In practice, decisions regarding major infrastructure projects are made on the basis of social cost benefit analysis. This compares construction costs with the income that the new infrastructure will generate. It’s not just about ticket revenue, but also the broader social and economic benefits.

The result of the calculation depends on the factors taken into consideration. For now, the main focus is on concretely demonstrable economic growth and increased employment opportunities. Factors such as health, equality, justice, and a sense of being able to grow and develop yourself, chase your dreams, and be a full part of society do not play a role in these calculations. While these factors are at least as valuable to both the individual and society as a well-stocked treasury.

Missing station and the bus line also disappeared

The same applies to local and regional train and bus lines, which run less and less or are even completely cut. As quality public transport is no longer seen as an essential part of a vibrant, just and future-proof society, but only as a tradable product, calculating clear costs and benefits is the only framework for evaluation.

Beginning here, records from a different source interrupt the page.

PR #1148, opened 2022-04-06
docs: Added two samples for PyTorch usage.

abcdefgs0324:
1. Create CPR images for PyTorch.
2. Use Triton inference server to serve PyTorch.

### DIFF
--- a/samples/notebooks/prediction/SDK_Pytorch_Custom_Predict.ipynb
+++ b/samples/notebooks/prediction/SDK_Pytorch_Custom_Predict.ipynb
@@ -31,7 +31,7 @@
    "source": [
     "<table align=\"left\">\n",
     "  <td>\n",
-    "    <a href=\"https://github.com/googleapis/python-aiplatform/blob/custom-prediction-routine/samples/notebooks/prediction/SDK_Pytorch_Custom_Container.ipynb\">\n",
+    "    <a href=\"https://github.com/googleapis/python-aiplatform/blob/custom-prediction-routine/samples/notebooks/prediction/SDK_Pytorch_Custom_Predict.ipynb\">\n",
     "      <img src=\"https://cloud.google.com/ml-engine/images/github-logo-32px.png\" alt=\"GitHub logo\">\n",
     "      View on GitHub\n",
     "    </a>\n",
--- a/google/cloud/aiplatform/prediction/README.md
+++ b/google/cloud/aiplatform/prediction/README.md
@@ -248,7 +248,7 @@ endpoint = model.deploy(machine_type="n1-standard-4")
 
 ## Notebook Samples
 
-The four samples below showcase the different ways you can deploy a sklearn iris model with custom pre/post-processing on Vertex AI Prediction.
+The samples below showcase the different ways you can deploy an iris model with custom pre/post-processing on Vertex AI Prediction.
 
 The samples start with the simplest user journey (custom pre/post processing for sklearn). Each subsequent sample follows user journeys that allows for more flexibility during prediction handling. 
 
@@ -263,7 +263,13 @@ Each sample will also cover the local debugging experience.
     - Custom implementation of Predictor and Handler.
     - Customizing the Handler allows the model server to handle csv inputs.
     - https://github.com/googleapis/python-aiplatform/blob/custom-prediction-routine/samples/notebooks/prediction/SDK_Custom_Predict_and_Handler_SDK_Integration.ipynb
+- Custom Predictor, build your own container with Vertex SDK for PyTorch.
+    - Custom implementation of the Predictor.
+    - https://github.com/googleapis/python-aiplatform/blob/custom-prediction-routine/samples/notebooks/prediction/SDK_Pytorch_Custom_Predict.ipynb
 - Custom Predictor, build your own container with docker commands.
     - Custom container building.
     - Users have full control over the docker build process (files included in the container, dependencies installed, entrypoint, etc.).
     - https://github.com/googleapis/python-aiplatform/blob/custom-prediction-routine/samples/notebooks/prediction/SDK_Custom_Predict.ipynb
+- Existing image, test prediction locally and deploy models with Vertex SDK.
+    - Use NVIDIA Triton inference server for PyTorch models.
+    - https://github.com/googleapis/python-aiplatform/blob/custom-prediction-routine/samples/notebooks/prediction/SDK_Triton_PyTorch_Local_Prediction.ipynb
--- a/samples/notebooks/prediction/SDK_Pytorch_Custom_Container.ipynb
+++ b/samples/notebooks/prediction/SDK_Pytorch_Custom_Container.ipynb
@@ -1,0 +1,1603 @@
+{
+ "cells": [
+  {
+   "cell_type": "code",
+   "execution_count": null,
+   "metadata": {
+    "id": "ur8xi4C7S06n"
+   },
+   "outputs": [],
+   "source": [
+    "# Copyright 2022 Google LLC\n",
+    "#\n",
+    "# Licensed under the Apache License, Version 2.0 (the \"License\");\n",
+    "# you may not use this file except in compliance with the License.\n",
+    "# You may obtain a copy of the License at\n",
+    "#\n",
+    "#     https://www.apache.org/licenses/LICENSE-2.0\n",
+    "#\n",
+    "# Unless required by applicable law or agreed to in writing, software\n",
+    "# distributed under the License is distributed on an \"AS IS\" BASIS,\n",
+    "# WITHOUT WARRANTIES OR CONDITIONS OF ANY KIND, either express or implied.\n",
+    "# See the License for the specific language governing permissions and\n",
+    "# limitations under the License."
+   ]
+  },
+  {
+   "cell_type": "markdown",
+   "metadata": {
+    "id": "JAPoU8Sm5E6e"
+   },
+   "source": [
+    "<table align=\"left\">\n",
+    "  <td>\n",
+    "    <a href=\"https://github.com/googleapis/python-aiplatform/blob/custom-prediction-routine/samples/notebooks/prediction/SDK_Pytorch_Custom_Container.ipynb\">\n",
+    "      <img src=\"https://cloud.google.com/ml-engine/images/github-logo-32px.png\" alt=\"GitHub logo\">\n",
+    "      View on GitHub\n",
+    "    </a>\n",
+    "  </td>\n",
+    "</table>"
+   ]
+  },
+  {
+   "cell_type": "markdown",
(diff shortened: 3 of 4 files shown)


samples/notebooks/prediction/SDK_Pytorch_Custom_Predict.ipynb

This approach leads to a self-reinforcing effect as attention is increasingly focused on the most profitable routes and the strongest national and regional networks, while weak villages, towns and regions with small population, facilities and economic dynamism lose more and more connections with the outside world.

The only way to counter this is to look at the value of public transportation in a completely different way. Not as a cost item, but as an indispensable factor for individual and social progress. After all, a railway line or a bus connection is not just a practical object, but also the connection between one world and another, a source of dreams, expectations and unexpected encounters.